**PROBLEM STATEMENT**
Which of the lines below include "Right"? Each one should be copied out.
INFORMATION GIVEN START
PR #1497, opened 2022-03-09
feat(sgx): mmap()

jarkkojs:
Shim mmap() handler:
1. Ask host for mmap() syscall.
2. Construct secinfo matching the protection bits.
3. For each page in the address range: secinfo.accept_copy() with a zero page.

Shim mprotect() handler:
1. Ask host for mprotect() syscall.
2. For each page in the address range: secinfo.accept() and secinfo.protect().

Backend mprotect() handler:
1. Invoke ENCLAVE_RESTRICT_PERMISSIONS ioctl for the address range with PROT_NONE.
2. Invoke mmap() syscall.

Trimming and removing pages is excluded because it is a part in the kernel patch set that might still need some work (not as throughly reviewed as augmentation and permissions yet).

### DIFF
--- a/internal/shim-sgx/Cargo.toml
+++ b/internal/shim-sgx/Cargo.toml
@@ -19,7 +19,7 @@ gdbstub_arch = { version = "0.1.1" , default-features = false, optional = true }
 gdbstub = { version = "0.5.0" , default-features = false, optional = true }
 goblin = { version = "0.5", default-features = false, features = [ "elf64" ] }
 primordial = { version = "^0.4.0", features = ["const-default"] }
-x86_64 = { version = "^0.14.8", default-features = false }
+x86_64 = { version = "0.14.8-sgx", git = "https://github.com/jarkkojs/x86_64", branch = "feat/sgx" }
 crt0stack = { version = "0.1", default-features = false }
 sallyport = { version = "0.3.0" }
 spinning = { version = "0.1", default-features = false }
@@ -29,6 +29,7 @@ xsave = { version = "2.0.2" }
 rcrt1 = "1.0.0"
 lset = "0.2"
 sgx = "0.3"
+heapless = "0.7.10"
 
 [dev-dependencies]
 memoffset = "0.6.1"
--- a/internal/shim-sgx/Cargo.lock
+++ b/internal/shim-sgx/Cargo.lock
@@ -3,10 +3,44 @@
 version = 3
 
 [[package]]
+name = "aho-corasick"
+version = "0.7.18"
+source = "registry+https://github.com/rust-lang/crates.io-index"
+checksum = "1e37cfd5e7657ada45f742d6e99ca5788580b5c529dc78faf11ece6dc702656f"
+dependencies = [
+ "memchr",
+]
+
+[[package]]
+name = "atomic-polyfill"
+version = "0.1.6"
+source = "registry+https://github.com/rust-lang/crates.io-index"
+checksum = "ee6adc1648f03fbc1bc1b5cf0f2fdfb5edbc96215b711edcfe6ce2641ef9b347"
+dependencies = [
+ "critical-section",
+ "riscv-target",
+]
+
+[[package]]
 name = "autocfg"
 version = "1.1.0"
 source = "registry+https://github.com/rust-lang/crates.io-index"
 checksum = "d468802bab17cbc0cc575e9b053f41e72aa36bfa6b7f55e3529ffa43161b97fa"
+
+[[package]]
+name = "bare-metal"
+version = "0.2.5"
+source = "registry+https://github.com/rust-lang/crates.io-index"
+checksum = "5deb64efa5bd81e31fcd1938615a6d98c82eafcbcd787162b6f63b91d6bac5b3"
+dependencies = [
+ "rustc_version",
+]
+
+[[package]]
+name = "bare-metal"
+version = "1.0.0"
+source = "registry+https://github.com/rust-lang/crates.io-index"
+checksum = "f8fe8f5a8a398345e52358e18ff07cc17a568fbca5c6f73873d3a62056309603"
 
 [[package]]
 name = "bit_field"
@@ -15,10 +49,22 @@ source = "registry+https://github.com/rust-lang/crates.io-index"
 checksum = "dcb6dd1c2376d2e096796e234a70e17e94cc2d5d54ff8ce42b28cef1d0d359a4"
 
 [[package]]
+name = "bitfield"
+version = "0.13.2"
+source = "registry+https://github.com/rust-lang/crates.io-index"
+checksum = "46afbd2983a5d5a7bd740ccb198caf5b82f45c40c09c0eed36052d91cb92e719"
+
+[[package]]
 name = "bitflags"
 version = "1.3.2"
 source = "registry+https://github.com/rust-lang/crates.io-index"
 checksum = "bef38d45163c2f1dde094a7dfd33ccf595c92905c8f8f4fdc18d06fb1037718a"
+
+[[package]]
+name = "byteorder"
+version = "1.4.3"
+source = "registry+https://github.com/rust-lang/crates.io-index"
+checksum = "14c189c53d098945499cdfa7ecc63567cf3886b3332b312a5b4585d8d3a6a610"
 
 [[package]]
 name = "cfg-if"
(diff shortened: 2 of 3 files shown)


jarkkojs:
This depends on sgx crate changes and does not compile I just put it available to show a couple of issues to sort out.

jarkkojs:
Depends on: https://github.com/enarx/sgx/pull/62

internal/shim-sgx/Cargo.toml
```diff
@@ -29,7 +29,7 @@ noted = "^1.0.0"
 xsave = { version = "2.0.2" }
 rcrt1 = "1.0.0"
 lset = "0.2"
-sgx = "0.3"
+sgx = { path = "/home/jarkko/Projects/Enarx/sgx" }
```
haraldh, line 32: Please upload your changes to github and point to that commit here, so we can reproduce it.

src/backend/sgx/thread.rs
```diff
@@ -156,6 +168,21 @@ impl super::super::Thread for Thread {
                         return Ok(Command::Continue);
                     }
 
+                    libc::SYS_mprotect => {
```
haraldh, line 171: please rebase to current main

haraldh (changes requested):

internal/shim-sgx/Cargo.toml
jarkkojs: The pull request is here: https://github.com/enarx/sgx/pull/62.

So I guess it is like `sgx = { git = "https://github.com/jarkkojs/sgx/tree/feat/sinfo/eaccept" }`?

haraldh: https://doc.rust-lang.org/cargo/reference/specifying-dependencies.html#specifying-dependencies-from-git-repositories

jarkkojs:
@haraldh, I'll make some sub-issues and smaller PR's. First for the backend. Let this be PoC.

haraldh:
please convert to Draft

jarkkojs:
Converted to draft up until dependencies (sgx crate and sallyport) have been sorted out. I learned today about this draft possibility (thanks @haraldh).

jarkkojs:
Current or future kernel changes will not block this because EAUG is hidden to mmap() and #PF flow, i.e. this is almost guaranteed to stay same after SGX2 support reaches the mainline kernel.

jarkkojs:
Temporarily turning this draft as I refactor this a lot.

jarkkojs:
@npmccallum, @haraldh, @rvolosatovs: I'm stuck from all angles to move this forward. Pull requests that block me:

* https://github.com/enarx/primordial/pull/15
* https://github.com/enarx/sgx/pull/73
* https://github.com/enarx/enarx/pull/1561

For enarx/sgx#73 it is already 4th trial. I've done version of this by now for `x86_64`, `sgx` and `enarx` craes. This is 2nd version for `sgx` based on the version I did for `x86_64`. Most of the versions I've done of the versions have received only little attention, expect `x86_64` version, but only from the corresponding maintainer.

I hold on doing Enarx development up until these get merged. I cannot give any promises on landing SGX2 to 0.4 but if these get sorted out fast, then there is a small chance of that happening.

jarkkojs:
I.e. hold on meaning that of course I fix the issues in these but my hands are kind of tied before these get merged.

jarkkojs:
There's probably still enough time to get it done since all the blocks are there in some form, and I actually have quite clear picture in my head of the implementation but e.g. I have not even peaked at `GlobalAlloc` yet because there's so many other moving parts that are not merged. No bandwidth for that. Does it even require a special implementations if all the syscalls are working. Doesn't the default one work then?

jarkkojs:
> There's probably still enough time to get it done since all the blocks are there in some form, and I actually have quite clear picture in my head of the implementation but e.g. I have not even peaked at `GlobalAlloc` yet because there's so many other moving parts that are not merged. No bandwidth for that. Does it even require a special implementations if all the syscalls are working. Doesn't the default one work then?

Right. It does not exist because `no_stdlib`. Perhaps we can use https://crates.io/crates/alloc-no-stdlib for that? That has calloc version, which can then leverage the syscalls. I think that's the easy way out.

jarkkojs:
> > There's probably still enough time to get it done since all the blocks are there in some form, and I actually have quite clear picture in my head of the implementation but e.g. I have not even peaked at `GlobalAlloc` yet because there's so many other moving parts that are not merged. No bandwidth for that. Does it even require a special implementations if all the syscalls are working. Doesn't the default one work then?
> 
> Right. It does not exist because `no_stdlib`. Perhaps we can use https://crates.io/crates/alloc-no-stdlib for that? That has calloc version, which can then leverage the syscalls. I think that's the easy way out.

The Dropbox solution does not look perfect as my SGX2 implementation provides fully dynamic mmap() et al. Is this somewhere: https://rust-lang.github.io/rfcs/2480-liballoc.html? That's exactly what we need. @bstrie

jarkkojs:
I found a solution for heap allocator, which requires only syscalls working:https://crates.io/crates/mmap-alloc. So GlobalAlloc is cleared.

jarkkojs:
Anyway, there's a bunch of quick solutions to deal with heap allocation so it's not a huge problem as long as syscalls land to shim-sgx.

jarkkojs:
This is now feature complete: https://github.com/jarkkojs/mmledger

It has:

- `extend_region()` for `brk()` system call.
- `find_free_space()` for finding free space.
- `insert_region()` for `mmap()`. Limitations: is able to combine adjacent regions into one but overlaps with existing regions are not at this point supported.
- `set_region_permissions()` for `mprotect()`. Limitations: supports only changing exactly matching regions.

The limitations can be relaxed but I guess this is good starting point. There's some ugly aligned checks but I'd prefer to fix them by using `Address<usize, Page>`. That requires enarx/primordial#15 to be merged first. Does not make sense to refine this further before starting to integrate with Enarx. The whole thing is covered by 14 test cases, so it is somewhat working code already.

Now I'm officially in wait state :-) Cannot progress further than this. Every next step has something blocking.

jarkkojs:
Had already gone to sleep but woke up and realized that the structure does not have to track permissions. If there is something wrong in them, `EACCEPT` will crash the enclave. This renders `set_region_permissions()` obsolete.

The one thing that needs to be done is to check that `prot` matches what was left to SSA. @npmccallum: Is there a check in place for SSA so that the parameters match? This ensures that the host does not do any malicious changes. That is obviously important to have.

`mprotect()` is straight-forward as it needs only the syscall and `EACCEPT` + `EMODPE` loop. `mprotect() does not need to consult **any** sort of structure as it does not change the allocation. The only thing it needs to consult is SSA. Even the normal `mprotect()` works in a way that it executes and `SIGSEGV`'s if it goes "out of region".

Thus, I can simplify the API as:

* `allocate_region(size)`
* `extend_region(addr)`
* `insert_region(addr, size)`

Having implemented a working draft for address space, I'm guaranteed that permission tracking is not required.

In the kernel adjacent VMA's can be merged obviously only if their permissions match, which initially led me to thinking that it would be required here. Obviously it is not required. This structure can merge anything adjacent because we only care where there is unallocated area.

I originally had this grazy idea that what if I just use a bitmap where each bit means a reserved page. With 128 kB bitmap you can represent 4 GB address space. Scanning 32 pages in worst case is **insignificant** amount of time compared to everything else happening in the sequence. And it simplifies the operations and makes them super robust.

I first thought that this bitmap idea that I had is way way too over the top, because it was so unconventional, but now I think it is actually quite cool and innovative way to, and it removes almost all the special cases from the code.

I got the idea from 2D graphics engines that I use something like that for collision detection. This is just 1D graphics engine :-)

jarkkojs:
This is also not purely conceptual. I used a bit similar approach in my recent bug fix for the page reclaimer the SGX driver: https://lore.kernel.org/linux-sgx/Yio814lJVgutumd8@iki.fi/T/#t. I.e. I have recent experience implementing something along the lines. Also in this case this prevented having to maintain a tree structure for reserved areas.

jarkkojs:
This version starts to be very near something that should work for us in API level: https://github.com/jarkkojs/mmledger/releases/tag/v0.1.11. I.e. no permissions involved. Simplifies the scheme a lot.

@npmccallum Here I have another SSA question that I asked above (but there was lot of my spam too): how the syscall parameters come to the guest handler? Are they taken from SSA, or at least verified against those in SSA? For mprotect() that should be sufficient and otherwise it does not any checks.

jarkkojs:
Yeah, actually I'm not worried getting land to this. The permission sudoku is a lot easier than  I thought. This is simple interval management and only that. Let the CPU do the hard work with permissions!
INFORMATION GIVEN END
**PROBLEM SOLUTION**
Right. It does not exist because `no_stdlib`. Perhaps we can use https://crates.io/crates/alloc-no-stdlib for that? That has calloc version, which can then leverage the syscalls. I think that's the easy way out.
> Right. It does not exist because `no_stdlib`. Perhaps we can use https://crates.io/crates/alloc-no-stdlib for that? That has calloc version, which can then leverage the syscalls. I think that's the easy way out.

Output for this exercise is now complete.